More Things You Shouldn’t Put On A Dating Profile: How to Online Date

It’s a scary world out there, but the fact is that you gotta live in it, and for some of us, date in it.

I haven’t dared to reach out to some of the nut jobs I see online, but I have learned some valuable lessons.

Dudes, if you want to nab a date or a hot “ride” for the night, here are some additional things you need to consider. To read my first 5 tips for what to NOT put on your online dating profile boys, go here.

Now without further adieu, here goes part II:

Your Penis Size

I saw a dude’s profile and under a question titled “Something private about yourself,” he announced he was well-endowed. He then added an update stating he won’t send people photos of his penis but that his penis size is somewhere in the likes of 11 inches long and 8 inches girth.


Unless you have a foot for a penis and I hope you don’t because I find feet a bit creepy, I call bullshit.

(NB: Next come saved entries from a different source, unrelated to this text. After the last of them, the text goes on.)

Issue #2230, opened 2026-07-15
fix(cua-driver): make macOS release/local TCC identity transitions deterministic


f-trycua:
## Problem

`install-local` can leave `CuaDriver.app` reporting Accessibility and Screen Recording as denied after the user already granted them. This is not only ad-hoc cdhash churn: the release and local-dev installers use the same path and bundle id but different macOS designated requirements.

- Release app: `identifier "com.trycua.driver"` plus the Developer ID / Team ID requirement.
- Local app: `identifier "com.trycua.driver"` plus the self-signed local certificate leaf.

TCC authorizes the designated requirement, not the bundle id alone. Replacing one with the other therefore invalidates the existing grant even though System Settings can continue to show the CuaDriver toggle enabled.

Related prior work:

- #1792 made repeated local-to-local rebuilds stable by introducing a persistent local signing certificate.
- #1795 added a one-time `tccutil reset` when the local certificate marker changes.

Those fixes cover local certificate stability, but not every release-to-local or local-to-release transition.

## Read-only evidence

A macOS development host reached this internally inconsistent but valid state:

1. `/Applications/CuaDriver.app` was a valid Developer-ID-signed release bundle and passed its designated requirement.
2. `~/.cua-driver/.tcc-signing-identity` still recorded the local self-signed certificate.
3. Cached `0.0.0-local-*` bundles were valid and signed by that local certificate.
4. The live release daemon had valid Accessibility and Screen Recording grants.

On the next `install-local`:

- the live app would change from the Developer ID requirement to the local certificate requirement;
- `NEW_IDENTITY` would equal the stale marker's `OLD_IDENTITY`;
- the installer would skip `tccutil reset`;
- the existing release grant would no longer match the local app.

The current script has a second failure mode: both `tccutil reset` calls ignore their exit status with `|| true`, but the new marker is written unconditionally. A failed reset is therefore recorded as a completed transition and is not retried on the next install.

No canonical shell test currently covers the signing/TCC transition state machine.

## Root cause

`~/.cua-driver/.tcc-signing-identity` is treated as authoritative history, but it describes only the last local signing decision. It is not guaranteed to describe the bundle currently installed at `/Applications/CuaDriver.app`.

The release installer attempts to remove this marker, but the invariant is fragile: another install/update/copy path, an interrupted transition, or a failed cleanup can replace the app without updating the marker. More fundamentally, release and local builds overwrite one app identity while using incompatible signing requirements.

## Recommended direction

[...]

PR #2280, opened 2026-07-17
fix(cua-driver): reuse self-signed local identity

z-x-yang:
## Summary

- Query matching code-signing identities without the `find-identity -v`
  valid-only filter.
- Reuse the installer-created self-signed identity when its private key is
  present, even before trust-chain validation.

I also think that any fool can go online and say, “Yeah, I’m 5’10” when really he’s 5’5.
Don’t believe the hype ladies unless you’ve seen the foot, I mean penis yourself.

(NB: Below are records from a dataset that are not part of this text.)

PR #2314, opened 2026-07-18
fix(linux/input): type non-Latin text via Unicode keysyms + spare-keycode remap

ownicc:
## Problem

`send_type_text_with_delay` and `send_type_text_xtest` resolved each character's keysym as `ch as u32` (the bare Unicode codepoint). This only works for Latin-1 (U+0020–U+00FF), where the codepoint happens to equal the X11 keysym. Every other script — Cyrillic, CJK, emoji — has a codepoint that does **not** match its X11 keysym (e.g. `U+041F` 'П' vs `XK_Cyrillic_PE` `0x06f0`), so `char_to_keycode_shift` found no match and the caller silently `continue`d, skipping the character. Typing `"Привет"` produced zero output on a US/headless keymap.

## Root cause

`char_to_keycode_shift(mapping, ch as u32)` scans the server's keyboard mapping for a keysym equal to the Unicode codepoint. For non-Latin-1 characters the codepoint is not a valid X11 keysym, so the lookup returns `None` and the loop body is skipped via `continue` — no error, no output.

## Fix

- **`char_to_keysym(ch)`** — maps a `char` to its X11 keysym per X11 protocol §2.2:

And if you have, send me photos.


I saw an old friend online spouting to be 28…more like 35.

Sometimes people, especially women, lie about age by a year or 3 in order to get responses. While I can’t totally blame anyone, just be prepared for some dates to get angry.

Vituperative Messages

One dude has messaged me 4 times. I have not responded, but I have read the messages because they’re batshit crazy and amusing. Let me be clear: I find most of this stuff entertaining still and not a real way to actually meet someone. I met my husband through social media and he had shared mutual friends. Way more trustworthy.

Anyway, dude was yelling at me like, “Least you could do is say you’re not interested! Why aren’t you messaging me?”

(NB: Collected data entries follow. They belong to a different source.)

PR #2315, opened 2026-07-18
fix(core): emit telemetry deprecation warning once

### LINKED ISSUE #2313: Deprecation warning for CUA_TELEMETRY_DISABLED fires on every call, not just first use
### Description

The docstring for `is_otel_enabled()` in `libs/python/core/cua_core/telemetry/otel.py` states:

> "CUA_TELEMETRY_DISABLED is deprecated — a warning is emitted on first use and the value is honoured for backwards compatibility."

However, the current implementation emits the `DeprecationWarning` on **every call** to `is_otel_enabled()`, not just the first one. Since this function is called indirectly on every instrumented operation (via `_initialize_otel()`, `record_operation`, `record_error`, `record_tokens`, `track_concurrent`, `create_span`), this can lead to excessive warning spam in logs when the deprecated env var is set.

### Steps to Reproduce

1. Set `CUA_TELEMETRY_DISABLED=true` in the environment
2. Call `is_otel_enabled()` multiple times (or run any instrumented operation multiple times)
3. Observe that the `DeprecationWarning` fires on each call

### Expected Behavior

The warning should be emitted only once, matching the documented "first use" behavior.

### Proposed Fix

Add a module-level flag to track whether the warning has already been emitted, and guard the `warnings.warn(...)` call with it.

I'd be happy to submit a PR for this if it's a welcome contribution.

injaneity:
## summary

- guard the `CUA_TELEMETRY_DISABLED` warning with a thread-safe OpenTelemetry module-level flag so it is emitted only once
- preserve the deprecated environment variable's existing behavior
- add a focused regression test using the `always` warning filter

fixes https://github.com/trycua/cua/issues/2313

reported and initially proposed by @ASHUTOSH-KUMAR-RAO.

## testing

- `uv run --project libs/python/core pytest libs/python/core/tests`
- `uvx ruff check libs/python/core/cua_core/telemetry/otel.py libs/python/core/tests/test_telemetry.py`
- `uvx ruff format --check libs/python/core/cua_core/telemetry/otel.py libs/python/core/tests/test_telemetry.py`

### DIFF
--- a/libs/python/core/cua_core/telemetry/otel.py
+++ b/libs/python/core/cua_core/telemetry/otel.py
@@ -30,6 +30,8 @@ DEFAULT_OTEL_ENDPOINT = "https://otel.cua.ai"
 _initialized = False
 _init_failed = False
 _init_lock = Lock()
+_deprecation_warning_emitted = False
+_deprecation_warning_lock = Lock()
 
 # OTEL components (lazily initialized)
 _meter: Optional[Any] = None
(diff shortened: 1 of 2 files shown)


injaneity:
superseded by the direct repository branch in https://github.com/trycua/cua/pull/2316.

After this 50th message…you would think he’d get the hint as I still ignore him.


Single Again

Get an original profile name. I have seen a billion versions of single again. No crap jerk. Most of us are single again and that’s why we are all here desperate to find one sane person to grab coffee with without being sent down a river.

Get original.

Not Too Original

One dude messaged me saying, “I like your nose. You look dangerous.”

It was amusing, but nothing more than that. Since when was a 100 pound 5’1 and a half–that half is important–dangerous?

I rest my case.

Be unique but not so weird that there is no hope for you.